UC San Diego Computer Science and Engineering Professor Pavel Pevzner has been honored by the Association for Computing Machinery (ACM) with the Paris Kanellakis Theory and Practice Award, which recognizes theoretical work that significantly advances computing. The award includes a $10,000 prize. ACM noted:
“Dr. Pevzner has made fundamental contributions to the theoretical study of string algorithms and to their application to scalable reconstruction of genomes and other biological sequences… In a series of papers starting in 1989, Pevzner developed models based on de Bruin graphs that led to algorithms that were both accurate and significantly more efficient. His work has tremendous practical impact on modern biology: his algorithms underlie almost all sequence assemblers used today and were used to reconstruct the vast majority of genomic sequences available in databases.”
Although genome sequencing was invented more than forty years ago, biologists still cannot read genomes letter-by-letter from beginning to end, like a book. Instead, sequencing machines generate tiny overlapping segments, called reads. Putting them together is an enormously difficult algorithmic task.
“The traditional overlap approach to assemble genomes is similar to the way we assemble jigsaw puzzles – adding a matching piece to the already assembled pieces at each step,” says Pevzner. “The problem is that, while the overlap approach works for a puzzle with a few thousand pieces, it becomes intractable for huge genomic puzzles.”
Pevzner described a counterintuitive way to assemble these puzzles. His approach built on the Bridges of Konigsberg puzzle, which asks whether there’s a way to walk through Konigsberg and visit each bridge exactly once.

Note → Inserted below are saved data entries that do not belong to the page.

PR #2275, opened 2023-05-16
NativeAOT-LLVM: Merge runtime to 17 May 2023

yowl:
This PR is the latest merge (to 83f71b53d7f08700fd059191859f7931cf5712f4) from `runtime`.

Set `RUNTIME_FLAVOR=CoreCLR` for `build-native.cmd` so that `STATIC_ICU` does not get set.  We need all the function renaming macros such as
```
#define u_charsToUChars(...) u_charsToUChars_ptr(__VA_ARGS__)
```
from `pal_icushim_internal.h` to avoid missing symbols.

Delete the assert from the beginning of `SsaBuilder::AddPhiArg`
```c++
    // For LLVM backed, every predecessor must have its own phi arg
    if (!block->IsLIR())
    {
        for (GenTreePhi::Use& use : phi->Uses())
        {
            assert(use.GetNode()->AsPhiArg()->GetSsaNum() != ssaNum);
        }
    }
```
Not sure that is ok, maybe it is fallout from the ASG refactoring that needs looking at?

Exclude `LowLevelLifoSemaphore` for Wasi, think its just for threading and we don't have the base  `LowLevelLifoSemaphoreBase`


yowl:
cc @dotnet/nativeaot-llvm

In his Ph.D. thesis, thirty years ago, Pevzner described a genomic analog to Konigsberg that represents a network of roads with millions of bridges called an assembly graph. A few years later, he and Vineet Bafna, his student at the time and now a professor in the Computer Science and Engineering Department at UC San Diego, came up with a similar concept, a breakpoint graph, which is now a workhorse for genome rearrangement studies that analyze differences between genomes.
In addition to his pioneering algorithms, Pevzner also co-developed popular online bioinformatics and algorithms specializations on Coursera and edX, which have been adopted worldwide.
“I am humbled to receive the Kanellakis award,” says Pevzner, “but I did not do it alone. This award goes to my teachers, students, and postdocs over the last quarter of a century.”